- Born: Manhattan, New York
- Education: Newcastle University
- Occupations: Journalist, editor, podcast host
- Children: 3

= David Sims (critic) =

Journalist, editor, and American media personality

David Sims is an American pop culture critic who reviews television and movies. He spent his childhood and young adulthood growing up in New York City and London, England. He is most known for his pop culture writing, starting in 2009 with The AV Club where he recapped, and reviewed television shows. In 2014 he joined The Atlantic to become a part of the writing staff covering television, movies, and other pop culture. Shortly after joining The Atlantic, in 2015, Sims started a podcast, with his friend and actor Griffin Newman which came to be known as Blank Check with Griffin & David.

==Early life==

Sims was born in Manhattan, New York to a mother who was a city hall reporter, and a father who worked for the Bloomberg business news organization. While in New York he attended Public School 87, and enjoyed parks, museums, and playing little league baseball games. Sims has said that he developed his love of movies on his own, from the personal joy he experienced on his first viewing of Aladdin, to combing through The New York Times Arts section for movie posters for upcoming films. In 1994 his family moved to London as a result of his father's position at Bloomberg News. Sims would spend the rest of his childhood and his higher education in London. He finished his higher education at Newcastle University.

==Career==

After graduating college he took on two jobs in the field of journalism. One job was as education reporter for a local New York City paper The Chief-Leader, and the other job was writing recaps and reviews, as a freelancer, for the pop culture site The AV Club. Sims would keep The AV Club post for five years, from 2009 to 2014. During his time at The AV Club he contributed to 710 items to the news outlet. In 2014 he joined The Atlantic as a part of their writing staff, writing about movies and pop culture. His first piece was on March 3, 2014, predicting the 2014 Oscar nominees. By 2026 he would rise to be the Senior Associate Editor at The Atlantic. Sims is also a member of both the New York Film Critics Circle, and also the Critics Choice Association.

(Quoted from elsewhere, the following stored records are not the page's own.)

PR #124, opened 2017-03-14
Add support for a minimum number of tickets when using the quota strategy

dalehamel:
# What

Allow for a minimum number of tickets to still be allocated while using quotas to provide tickets.

# Why

Since the quota strategy makes the number of tickets available proportional to the number of workers,
it's possible that the number of tickets may be very constrained during some normal operations,
such as rolling restarts during, for instance, a deploy.

To prevent these situations from resulting in a large number of tripped circuit breakers,
a minimum number of tickets can be specified.

The actual ticket count used will be the max of the tickets calculated by the quota, and the
minimum value.

# How

We simply pass along a min_ticket value, and when we calculate the quota tickets if the quota value would be less than min_tickets, we use that instead.

### DIFF
--- a/ext/semian/resource.c
+++ b/ext/semian/resource.c
@@ -12,6 +12,9 @@ check_quota_arg(VALUE quota);
 static int
 check_tickets_arg(VALUE tickets);
 
+static int
+check_min_tickets_arg(VALUE tickets);
+
 static long
 check_permissions_arg(VALUE permissions);
 
@@ -129,18 +132,20 @@ semian_resource_id(VALUE self)
 }
 
 VALUE
-semian_resource_initialize(VALUE self, VALUE id, VALUE tickets, VALUE quota, VALUE permissions, VALUE default_timeout)
+semian_resource_initialize(VALUE self, VALUE id, VALUE tickets, VALUE quota, VALUE min_tickets, VALUE permissions, VALUE default_timeout)
 {
   long c_permissions;
   double c_timeout;
   double c_quota;
   int c_tickets;
+  int c_min_tickets;
   semian_resource_t *res = NULL;
   const char *c_id_str = NULL;
 
   // Check and cast arguments
   check_tickets_xor_quota_arg(tickets, quota);
   c_quota = check_quota_arg(quota);
+  c_min_tickets = check_min_tickets_arg(min_tickets);
   c_tickets = check_tickets_arg(tickets);
   c_permissions = check_permissions_arg(permissions);
   c_id_str = check_id_arg(id);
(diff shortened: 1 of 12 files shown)


ext/semian/resource.c
```diff
@@ -234,6 +238,25 @@ check_tickets_arg(VALUE tickets)
   return c_tickets;
 }
 
+static int
+check_min_tickets_arg(VALUE min_tickets)
```
dalehamel: Warning: copy pasta

ext/semian/tickets.h
```diff
@@ -6,8 +6,13 @@ For logic specific to manipulating semian ticket counts
 
 #include "sysv_semaphores.h"
 
+#ifndef max
+// max is not defined in any standard, portable C header...
+#define max(a,b) (((a)>(b))?(a):(b))
```
dalehamel: believe it or not, in C this isn't any any standard library....

lib/semian.rb
```diff
@@ -127,6 +127,12 @@ def to_s
   # is calculated as (workers * quota).ceil
   # Mutually exclusive with the 'ticket' argument.
   #
+  # +min_tickets+: When using the quota strategy, never allocated fewer tickets than this value.
+  # This is particularly useful during deploys, where the number of tickets will be constrained
+  # due to the number of workers going offline. To prevent spurious timeouts, you may set a minimum
+  # ticket count. The resulting ticket count will be max(min_ticket_count, calculated_quota_tickets).
+  # This option is ignored unless you are using the quota strategy.
```
dalehamel: I think this is the best behavior, let me know if you disagree.

ext/semian/resource.c
sirupsen: Should we have a default minimum? I'm not sure if it would ever make sense to have less than, say, 3 tickets? What are you planning on configuring this to for our use-case?

lib/semian.rb
sirupsen: Should we call this `quota_min_tickets` to make extra certain it's only relevant for that strategy? It you think it's better, go ahead. Do you want to raise if `min_tickets` is set to `> 0` and `tickets` is set directly as well?

dalehamel: quota_min_tickets is a good idea.

I think it's also a good idea to raise as you said, will do.

ext/semian/resource.c
dalehamel: I don't think we should have a default minimum, I think that should be manually specified by the user.

I think that for our cases, a minimum of something like 5-10 is probably good, but it needs to be examined on a per-resource basis.

dalehamel:
I'm going to investigate an alternate approach that will attempt to account for boot cases without forcing this additional complexity.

In 2015, Sims, with his friend and actor Griffin Newman, formed the podcast Blank Check with Griffin & David. The show is about directors’ filmographies, those who've had massive success, early on in their careers, and are given a series of blank checks to make whatever passion projects they want. The show explores whether the movies made by successful pre-established directors are flops or successes by telling stories about how the films were made, from its financing to behind the scenes conflicts. Since 2016 the podcast has covered 44 directors, including M. Night Shyamalan, the Wachowski siblings, Steven Spielberg, Ang Lee, Hayao Miyazaki, Jane Campion, David Lynch, John Singleton and Gina Prince-Bythewood. The podcast has produced nearly 600 episodes.

As a result of his pop culture expertise, and his position at The Atlantic he has twice been invited to appear on WNYC’s All Of It with Alison Stewart once in 2019, and again in 2022. In his first appearance, he was part of a panel discussion, which reviewed the end of the television series Game of Thrones. In his second time on the show he discussed major financial losses by the streaming service Netflix.

==Personal life==

Sims lives in Brooklyn with his wife, daughter and twin boys.